• [EXTRACTED MATERIAL]
PR #412, opened 2023-06-06
fix: uuid collision

Mercy811:
### Summary

https://amplitude.atlassian.net/browse/AMP-76984

Replace `Math.random` with `crypto.getRandomValues` to avoid uuid collisions

### Checklist

### DIFF
--- a/packages/analytics-core/src/utils/uuid.ts
+++ b/packages/analytics-core/src/utils/uuid.ts
@@ -12,7 +12,7 @@ import * as crypto from 'crypto';
 const hex: Array<string> = Array.from({ length: 256 }, (_, index) => index.toString(16).padStart(2, '0'));
 
 export const UUID = (): string => {
-  const r: Uint8Array = crypto.getRandomValues(new Uint8Array(16));
+  const r: Buffer = crypto.randomBytes(16);
 
   r[6] = (r[6] & 0x0f) | 0x40;
   r[8] = (r[8] & 0x3f) | 0x80;
--- a/packages/analytics-core/src/utils/uuid.ts
+++ b/packages/analytics-core/src/utils/uuid.ts
@@ -1,32 +1,21 @@
 /**
- * Source: [jed's gist]{@link https://gist.github.com/982883}.
+ * Source: [jed's gist's comment]{@link https://gist.github.com/jed/982883?permalink_comment_id=3223002#gistcomment-3223002}.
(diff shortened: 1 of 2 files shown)


packages/analytics-core/src/utils/uuid.ts
```diff
@@ -1,32 +1,21 @@
...
-        String(-4e3) + // -4000 +
-        String(-8e3) + // -80000000 +
-        String(-1e11)
-      ) // -100000000000,
-        .replace(
-          // replacing
-          /[018]/g, // zeroes, ones, and eights with
-          UUID, // random hex digits
-        );
+import * as crypto from 'crypto';
```
kevinpagtakhan, line 9: is this package available on the browser?

kevinpagtakhan: should we use `window.crypto`?

kevinpagtakhan: also found out that there's `window.crypto.randomUUID()` that returns a random UUID

Mercy811: It's available on browser (https://developer.mozilla.org/en-US/docs/Web/API/Crypto/getRandomValues). 

This import is for nodejs environment as `yarn test` returns `Cannot find name 'crypto'` error without importing it. 

`yarn test` runs successfully locally.

kevinpagtakhan: i think this would throw an error on prod since crypto package does not exist. i think you mean `window.crypto`

kevinpagtakhan: one if the pr checks also caught the error

Mercy811: I looked at this post https://stackoverflow.com/questions/70033580/what-is-the-difference-between-import-crypto-from-crypto-vs-just-using-crypto:
- For browser environment, `crypto` is predefined globals. That's why it can be used directly in [JS SDK](https://github.com/amplitude/Amplitude-JavaScript/pull/594)
- For node environment, `crypto` is not predefined

kevinpagtakhan: synced offline and determined that the build throws an error 
image

Mercy811:
This seems to be not practically to simply replace `math.random` to `crypto.getRandomValues` as
- can only use window in browser based packages
- can only use built in modules in node based packages

PR #414, opened 2023-06-07
fix: expose server zone enum

kevinpagtakhan:
### Summary

Bring back ServerZone enum for ampli compatibility

### Checklist

### DIFF
--- a/packages/analytics-types/src/server-zone.ts
+++ b/packages/analytics-types/src/server-zone.ts
@@ -1,1 +1,6 @@
+export enum ServerZone {
+  US = 'US',
+  EU = 'EU',
+}
+
 export type ServerZoneType = 'US' | 'EU';
--- a/packages/analytics-types/src/server-zone.ts
+++ b/packages/analytics-types/src/server-zone.ts
@@ -1,3 +1,6 @@
+/**
+ * @deprecated use ServerZoneType instead
+ */
 export enum ServerZone {
   US = 'US',
   EU = 'EU',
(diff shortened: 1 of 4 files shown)


packages/analytics-types/src/server-zone.ts
```diff
@@ -1 +1,6 @@
+export enum ServerZone {
```
justin-fiedler, line 1:
```suggestion
/**
 * @deprecated use ServerZoneType instead
 */
export enum ServerZone {
```

justin-fiedler (approved):
Looks good. Thanks @kevinpagtakhan. I think we should mark the enum deprecated to steer people to the union type.

falconandy (commented):
@justin-fiedler @kevinpagtakhan 

> for ampli compatibility

1. What compatibility case should be supported?
2. Is it the only incompatibility?
3. Will new codegen `v3` be added to support new `2.x` SDK version? If yes, will codegen use new `ServerZoneType` type (actually constants `US`/`EU`)?

kevinpagtakhan:
> @justin-fiedler @kevinpagtakhan
> 
> > for ampli compatibility
> 
> 1. What compatibility case should be supported?
> 2. Is it the only incompatibility?
> 3. Will new codegen `v3` be added to support new `2.x` SDK version? If yes, will codegen use new `ServerZoneType` type (actually constants `US`/`EU`)?

Hi @falconandy! I removed customer facing enums which includes `ServerZone` for Browser SDK 2.0. I then noticed that ServerZone is used by ampli v2. @justin-fiedler and I agreed that we should make Browser SDK 2.0 compatible with ampli v2, so it does not force us to work on an ampli v2. The work here is to bring back `ServerZone` enum but only for ampli v2 purposes.

PR #415, opened 2023-06-08
feat: log response body from API to logger

justin-fiedler:
### Summary
* [AMP-77375](https://amplitude.atlassian.net/browse/AMP-77375) FIX: Correctly [resolve `send()` promise on error](https://github.com/amplitude/Amplitude-TypeScript/pull/415/files#r1223588296)
* [AMP-77261](https://amplitude.atlassian.net/browse/AMP-77261) log intermediate response body to logger on retries for Node SDK

### Checklist

[AMP-77375]: https://amplitude.atlassian.net/browse/AMP-77375?atlOrigin=eyJpIjoiNWRkNTljNzYxNjVmNDY3MDlhMDU5Y2ZhYzA5YTRkZjUiLCJwIjoiZ2l0aHViLWNvbS1KU1cifQ
[AMP-77261]: https://amplitude.atlassian.net/browse/AMP-77261?atlOrigin=eyJpIjoiNWRkNTljNzYxNjVmNDY3MDlhMDU5Y2ZhYzA5YTRkZjUiLCJwIjoiZ2l0aHViLWNvbS1KU1cifQ

### DIFF
--- a/packages/analytics-node/src/transports/http.ts
+++ b/packages/analytics-node/src/transports/http.ts
@@ -27,7 +27,7 @@ export class Http extends BaseTransport implements Transport {
       port: url.port,
       protocol: url.protocol,
     };
-    return new Promise((resolve) => {
+    return new Promise((resolve, reject) => {
       const req = protocol.request(options, (res) => {
         res.setEncoding('utf8');
         let responsePayload = '';
@@ -43,13 +43,13 @@ export class Http extends BaseTransport implements Transport {
               const result = this.buildResponse(parsedResponsePayload);
               resolve(result);
               return;
-            } catch {
-              resolve(null);
+            } catch (e) {
+              reject(e);
             }
           }
         });
       });
-      req.on('error', this.buildResponse.bind(this));
+      req.on('error', reject);
       req.end(requestPayload);
     });
   }
--- a/packages/analytics-node/src/transports/http.ts
+++ b/packages/analytics-node/src/transports/http.ts
@@ -27,7 +27,7 @@ export class Http extends BaseTransport implements Transport {
       port: url.port,
       protocol: url.protocol,
     };
-    return new Promise((resolve, reject) => {
+    return new Promise((resolve) => {
       const req = protocol.request(options, (res) => {
         res.setEncoding('utf8');
         let responsePayload = '';
@@ -43,13 +43,13 @@ export class Http extends BaseTransport implements Transport {
               const result = this.buildResponse(parsedResponsePayload);
               resolve(result);
               return;
-            } catch (e) {
-              reject(e);
+            } catch {
+              resolve(null);
             }
           }
         });
       });
-      req.on('error', reject);
+      req.on('error', () => resolve(null));
       req.end(requestPayload);
     });
   }
--- a/packages/analytics-node/test/transport/http.test.ts
+++ b/packages/analytics-node/test/transport/http.test.ts
@@ -121,7 +121,7 @@ describe('http transport', () => {
     expect(request).toHaveBeenCalledTimes(1);
   });
 
-  test('should handle unexpected error', async () => {
+  test('should re-throw unexpected error', async () => {
     const provider = new Http();
     const url = 'http://localhost:3000';
     const payload = {
@@ -151,8 +151,7 @@ describe('http transport', () => {
       } as any;
     });
 
-    const response = await provider.send(url, payload);
-    expect(response).toBe(null);
+    await expect(provider.send(url, payload)).rejects.toThrow('Unexpected token < in JSON at position 0');
     expect(request).toHaveBeenCalledTimes(1);
   });
 });
--- a/packages/analytics-node/test/transport/http.test.ts
+++ b/packages/analytics-node/test/transport/http.test.ts
@@ -121,7 +121,7 @@ describe('http transport', () => {
     expect(request).toHaveBeenCalledTimes(1);
   });
 
-  test('should re-throw unexpected error', async () => {
+  test('should handle unexpected error', async () => {
     const provider = new Http();
     const url = 'http://localhost:3000';
     const payload = {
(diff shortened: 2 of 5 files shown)


falconandy (changes requested):
1. Test (status 429) is fixed
2. Added logging for network errors (errors are rejected now `req.on('error', reject);` instead of strange-looking logic `req.on('error', this.buildResponse.bind(this));`)

There is existing logging per event (https://github.com/amplitude/Amplitude-TypeScript/blob/main/packages/analytics-core/src/core-client.ts#L124):
```
result.code === 200
  ? this.config.loggerProvider.log(result.message)
  : this.config.loggerProvider.error(result.message);
```
Now logging is duplicated in some cases. For example, for 7 events (3+3+1):
```
Amplitude Logger [Log]: {"code":200,"eventsIngested":0,"payloadSizeBytes":0,"serverUploadTime":0}
Amplitude Logger [Log]: Event tracked successfully
Amplitude Logger [Log]: {"code":200,"eventsIngested":0,"payloadSizeBytes":0,"serverUploadTime":0}
Amplitude Logger [Log]: Event tracked successfully
Amplitude Logger [Log]: Event tracked successfully
Amplitude Logger [Log]: Event tracked successfully
Amplitude Logger [Log]: {"code":200,"eventsIngested":0,"payloadSizeBytes":0,"serverUploadTime":0}
Amplitude Logger [Log]: Event tracked successfully
Amplitude Logger [Log]: Event tracked successfully
Amplitude Logger [Log]: Event tracked successfully
```

```
Amplitude Logger [Error]: socket hang up
Amplitude Logger [Error]: socket hang up
Amplitude Logger [Error]: socket hang up
Amplitude Logger [Error]: socket hang up
Amplitude Logger [Error]: socket hang up
Amplitude Logger [Error]: socket hang up
Amplitude Logger [Error]: socket hang up
Amplitude Logger [Error]: socket hang up
Amplitude Logger [Error]: socket hang up
Amplitude Logger [Error]: socket hang up
```

Additional notes:
1. maybe events should be re-sent on some/all (network) errors - https://github.com/amplitude/Amplitude-TypeScript/blob/main/packages/analytics-core/src/plugins/destination.ts#L157
2. some strange-lloking flag `useRetry` prevents event re-sending (it is set to `false` on explicit `flush()` call) - I do not understand why the flag is required

packages/analytics-node/test/transport/http.test.ts
```diff
@@ -121,7 +121,7 @@ describe('http transport', () => {
     expect(request).toHaveBeenCalledTimes(1);
   });
 
-  test('should handle unexpected error', async () => {
+  test('should re-throw unexpected error', async () => {
```
justin-fiedler: @falconandy in the latest SDKs we don't throw any errors. We never want the SDK to cause a users app to crash, no matter the state of the SDK.

justin-fiedler:
> maybe events should be re-sent on some/all (network) errors - https://github.com/amplitude/Amplitude-TypeScript/blob/main/packages/analytics-core/src/plugins/destination.ts#L157
Thanks, maybe we can fix in another PR. I want to release this to help us debug the 429s in more detail.

> some strange-looking flag useRetry prevents event re-sending (it is set to false on explicit flush() call) - I do not understand why the flag is required

Thanks for calling this out. I think the intent is that in Node `flush()`  is usually called at shutdown when the user wants to kill the application. In this cause we "fire and forget" all events. In general the events will be retried based on the set configuration. And flush() should be reserved for end of app. We should add this to docs.

packages/analytics-node/src/transports/http.ts
```diff
@@ -49,7 +49,7 @@ export class Http extends BaseTransport implements Transport {
           }
         });
       });
-      req.on('error', this.buildResponse.bind(this));
+      req.on('error', () => resolve(null));
```
justin-fiedler, line 52: Correctly resolve promise on `error`

akramarev (approved):

packages/analytics-types/src/response.ts
```diff
@@ -65,7 +65,7 @@ export interface TimeoutResponse {
   statusCode: number;
 }
 
-export interface OtherReponse {
+export interface OtherResponse {
```
kevinpagtakhan, line 68: 😅

kevinpagtakhan:
> 2\. it is set to `false` on explicit `flush()` call

@falconandy We assumed that flush would be commonly invoked before a node app exits. Retry was disabled to allow node apps to exist immediately after one last attempt.

kevinpagtakhan (approved):

falconandy:
> I think the intent is that in Node flush() is usually called at shutdown when the user wants to kill the application. In this case we "fire and forget" all events. In general the events will be retried based on the provided configuration. And flush() should be reserved for end of app. We should add this to docs.

Shouldn't it be a method like `shutdown()`?

packages/analytics-node/src/transports/http.ts
falconandy: @justin-fiedler 
1. An original network error is thrown away here - it could be logged for debugging.
2. Other transports do rejects (for example, https://github.com/amplitude/Amplitude-TypeScript/blob/main/packages/analytics-browser/src/transports/send-beacon.ts#L28) - errors are caught/logged by callers.

packages/analytics-node/test/transport/http.test.ts
falconandy: @justin-fiedler 
I believe, transport objects are used by SDK code and errors are caught/processed in callers on SDK level. For example, https://github.com/amplitude/Amplitude-TypeScript/blob/0c03a57239e1048b1730fa58464b125ba9b8b6ba/packages/analytics-core/src/plugins/destination.ts#L168-L172

justin-fiedler:
> Shouldn't it be a method like `shutdown()`?

We had some strong push back on adding an extra `shutdown()` method as it is seen as a "special case" and breaks from the shared interface of the Next-Gen SDKs.

Maybe it would be better to update `amplitude.flush()` to accept a optional `useRetry = true` in all SDKs. I think it would be better to default to retries to prevent data loss. And in the case that a customer wants a "hard exit" (less likely) they can pass in `amplitude.flush(false)`

PR #416, opened 2023-06-08
feat: simplify init interface

kevinpagtakhan:
### Summary

Backward compatible simplification on init function signature. Extends current interface to allow omitting `userId` as top level parameter.

```ts
init(apiKey: string, options?: BrowserOptions): AmplitudeReturn<void>;
init(apiKey: string, userId?: string, options?: BrowserOptions): AmplitudeReturn<void>;
```

#### Setting user id through init()

Method 1: Omit user id
```ts
amplitude.init(apiKey);
```

```ts
amplitude.init(apiKey, {
  defaultTracking: false,
});
```

Method 2: Setting via top level parameter
```ts
amplitude.init(apiKey, userId);
```

Method 3: Setting via options
```ts
amplitude.init(apiKey, {
  userId
});
```

Method 4: Setting to undefined
```ts
amplitude.init(apiKey, undefined);
```

```ts
amplitude.init(apiKey, {
  userId: undefined,
});
```

### Checklist

### DIFF
--- a/packages/analytics-browser/src/browser-client.ts
+++ b/packages/analytics-browser/src/browser-client.ts
@@ -45,6 +45,7 @@ export class AmplitudeBrowser extends AmplitudeCore implements BrowserClient {
       userId = userIdOrOptions;
       options = maybeOptions;
     } else {
+      userId = userIdOrOptions?.userId;
       options = userIdOrOptions;
     }
     return returnWrapper(this._init({ ...options, userId, apiKey }));
--- a/packages/analytics-browser/src/browser-client.ts
+++ b/packages/analytics-browser/src/browser-client.ts
@@ -41,10 +41,10 @@ export class AmplitudeBrowser extends AmplitudeCore implements BrowserClient {
     let userId: string | undefined;
     let options: BrowserOptions | undefined;
 
-    if (arguments.length === 3) {
+    if (arguments.length > 2) {
       userId = userIdOrOptions as string | undefined;
       options = maybeOptions;
-    } else if (arguments.length === 2) {
+    } else {
       if (typeof userIdOrOptions === 'string') {
         userId = userIdOrOptions;
         options = undefined;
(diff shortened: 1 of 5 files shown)


packages/analytics-browser/src/browser-client.ts
```diff
@@ -37,7 +37,22 @@ export class AmplitudeBrowser extends AmplitudeCore implements BrowserClient {
   previousSessionDeviceId: string | undefined;
   previousSessionUserId: string | undefined;
 
-  init(apiKey = '', userId?: string, options?: BrowserOptions) {
+  init(apiKey = '', userIdOrOptions?: string | BrowserOptions, maybeOptions?: BrowserOptions) {
```
liuyang1520, line 40: Change looks good to me. Just to confirm, should we apply the similar change to [react-native](https://github.com/amplitude/Amplitude-TypeScript/blob/dcf21ca0a2603c042076b6a5d02ea3f184c1ed8c/packages/analytics-react-native/src/react-native-client.ts#L45-L47) one as well for consistency?

liuyang1520 (approved):

qingzhuozhen (approved):

packages/analytics-browser/test/browser-client.test.ts
```diff
@@ -51,6 +51,48 @@ describe('browser-client', () => {
...
+
+    test('should set user to options.userId', async () => {
+      client.setOptOut(true);
+      await client.init(apiKey, {
+        userId,
+      }).promise;
+      expect(client.getUserId()).toBe(userId);
+    });
+
+    test('should set user id using top level parameter as priority', async () => {
```
justin-fiedler, line 88: I agree with this but it sort of goes against our standard of `options` overriding previous values (e.g. `track(event, options)`.

That said I think it is probably what most people would expect. So ✅

justin-fiedler (approved):

packages/analytics-browser/test/browser-client.test.ts
kevinpagtakhan: yeah, same thought! this is also status quo for 1.0, so just carried over here

packages/analytics-browser/src/browser-client.ts
liuyang1520: No need to be in single PR for sure, thank you!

• [AIM OF THE TASK] Take the listing from its first line to the line containing "kevinpagtakhan, line 9: is". Reproduce those lines exactly and nothing else.

• [RESULT]
PR #412, opened 2023-06-06
fix: uuid collision

Mercy811:
### Summary

https://amplitude.atlassian.net/browse/AMP-76984

Replace `Math.random` with `crypto.getRandomValues` to avoid uuid collisions

### Checklist

### DIFF
--- a/packages/analytics-core/src/utils/uuid.ts
+++ b/packages/analytics-core/src/utils/uuid.ts
@@ -12,7 +12,7 @@ import * as crypto from 'crypto';
 const hex: Array<string> = Array.from({ length: 256 }, (_, index) => index.toString(16).padStart(2, '0'));
 
 export const UUID = (): string => {
-  const r: Uint8Array = crypto.getRandomValues(new Uint8Array(16));
+  const r: Buffer = crypto.randomBytes(16);
 
   r[6] = (r[6] & 0x0f) | 0x40;
   r[8] = (r[8] & 0x3f) | 0x80;
--- a/packages/analytics-core/src/utils/uuid.ts
+++ b/packages/analytics-core/src/utils/uuid.ts
@@ -1,32 +1,21 @@
 /**
- * Source: [jed's gist]{@link https://gist.github.com/982883}.
+ * Source: [jed's gist's comment]{@link https://gist.github.com/jed/982883?permalink_comment_id=3223002#gistcomment-3223002}.
(diff shortened: 1 of 2 files shown)


packages/analytics-core/src/utils/uuid.ts
```diff
@@ -1,32 +1,21 @@
...
-        String(-4e3) + // -4000 +
-        String(-8e3) + // -80000000 +
-        String(-1e11)
-      ) // -100000000000,
-        .replace(
-          // replacing
-          /[018]/g, // zeroes, ones, and eights with
-          UUID, // random hex digits
-        );
+import * as crypto from 'crypto';
```
kevinpagtakhan, line 9: is this package available on the browser?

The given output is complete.